▸ Work task
Find the line holding "codec2 can be" in the entries below. Give it again exactly, along with every line after it up to and including the line holding "Go for it. I".

Dataset entries:
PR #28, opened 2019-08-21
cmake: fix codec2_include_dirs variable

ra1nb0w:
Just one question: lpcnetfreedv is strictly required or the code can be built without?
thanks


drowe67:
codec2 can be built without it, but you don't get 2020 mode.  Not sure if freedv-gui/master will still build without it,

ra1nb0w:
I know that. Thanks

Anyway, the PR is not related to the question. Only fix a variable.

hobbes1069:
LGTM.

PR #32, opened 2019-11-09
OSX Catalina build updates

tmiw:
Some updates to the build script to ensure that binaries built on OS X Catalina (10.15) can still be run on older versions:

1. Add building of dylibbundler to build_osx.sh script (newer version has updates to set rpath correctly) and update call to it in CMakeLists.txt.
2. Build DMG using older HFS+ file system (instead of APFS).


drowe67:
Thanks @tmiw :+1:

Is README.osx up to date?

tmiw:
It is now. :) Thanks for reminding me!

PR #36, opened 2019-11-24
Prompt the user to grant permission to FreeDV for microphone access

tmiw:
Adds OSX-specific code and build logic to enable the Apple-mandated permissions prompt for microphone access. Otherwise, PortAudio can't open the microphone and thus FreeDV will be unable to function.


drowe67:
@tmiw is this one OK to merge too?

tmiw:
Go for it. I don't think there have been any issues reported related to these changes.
--
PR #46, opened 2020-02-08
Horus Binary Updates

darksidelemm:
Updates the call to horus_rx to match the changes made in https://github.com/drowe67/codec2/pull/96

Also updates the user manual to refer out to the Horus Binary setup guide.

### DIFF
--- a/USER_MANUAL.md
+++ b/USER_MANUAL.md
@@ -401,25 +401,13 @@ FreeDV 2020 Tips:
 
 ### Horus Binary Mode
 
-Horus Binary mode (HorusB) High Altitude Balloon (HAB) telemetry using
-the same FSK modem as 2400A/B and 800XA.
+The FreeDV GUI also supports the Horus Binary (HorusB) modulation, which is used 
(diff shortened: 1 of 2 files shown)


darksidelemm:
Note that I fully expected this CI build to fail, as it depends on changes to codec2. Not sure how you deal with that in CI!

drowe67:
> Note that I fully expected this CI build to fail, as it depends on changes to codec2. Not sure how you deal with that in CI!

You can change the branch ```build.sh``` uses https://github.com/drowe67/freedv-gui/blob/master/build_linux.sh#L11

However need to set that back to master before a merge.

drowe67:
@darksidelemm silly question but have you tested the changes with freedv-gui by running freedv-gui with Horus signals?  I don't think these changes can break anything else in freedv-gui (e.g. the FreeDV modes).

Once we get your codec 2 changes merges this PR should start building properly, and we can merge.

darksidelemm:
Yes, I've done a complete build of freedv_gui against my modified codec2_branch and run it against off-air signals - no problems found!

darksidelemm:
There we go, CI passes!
---
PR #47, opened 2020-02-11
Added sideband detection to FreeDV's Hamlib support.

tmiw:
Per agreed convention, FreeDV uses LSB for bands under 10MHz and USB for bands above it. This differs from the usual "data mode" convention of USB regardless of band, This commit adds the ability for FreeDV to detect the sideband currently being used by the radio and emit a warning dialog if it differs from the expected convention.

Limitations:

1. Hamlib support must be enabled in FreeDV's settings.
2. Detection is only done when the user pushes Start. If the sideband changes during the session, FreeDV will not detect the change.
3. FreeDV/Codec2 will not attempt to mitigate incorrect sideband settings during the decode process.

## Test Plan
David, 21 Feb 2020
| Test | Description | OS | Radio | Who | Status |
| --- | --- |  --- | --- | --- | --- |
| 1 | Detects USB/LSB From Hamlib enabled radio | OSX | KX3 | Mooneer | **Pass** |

▸ Task answer
codec2 can be built without it, but you don't get 2020 mode.  Not sure if freedv-gui/master will still build without it,

ra1nb0w:
I know that. Thanks

Anyway, the PR is not related to the question. Only fix a variable.

hobbes1069:
LGTM.

PR #32, opened 2019-11-09
OSX Catalina build updates

tmiw:
Some updates to the build script to ensure that binaries built on OS X Catalina (10.15) can still be run on older versions:

1. Add building of dylibbundler to build_osx.sh script (newer version has updates to set rpath correctly) and update call to it in CMakeLists.txt.
2. Build DMG using older HFS+ file system (instead of APFS).


drowe67:
Thanks @tmiw :+1:

Is README.osx up to date?

tmiw:
It is now. :) Thanks for reminding me!

PR #36, opened 2019-11-24
Prompt the user to grant permission to FreeDV for microphone access

tmiw:
Adds OSX-specific code and build logic to enable the Apple-mandated permissions prompt for microphone access. Otherwise, PortAudio can't open the microphone and thus FreeDV will be unable to function.


drowe67:
@tmiw is this one OK to merge too?

tmiw:
Go for it. I don't think there have been any issues reported related to these changes.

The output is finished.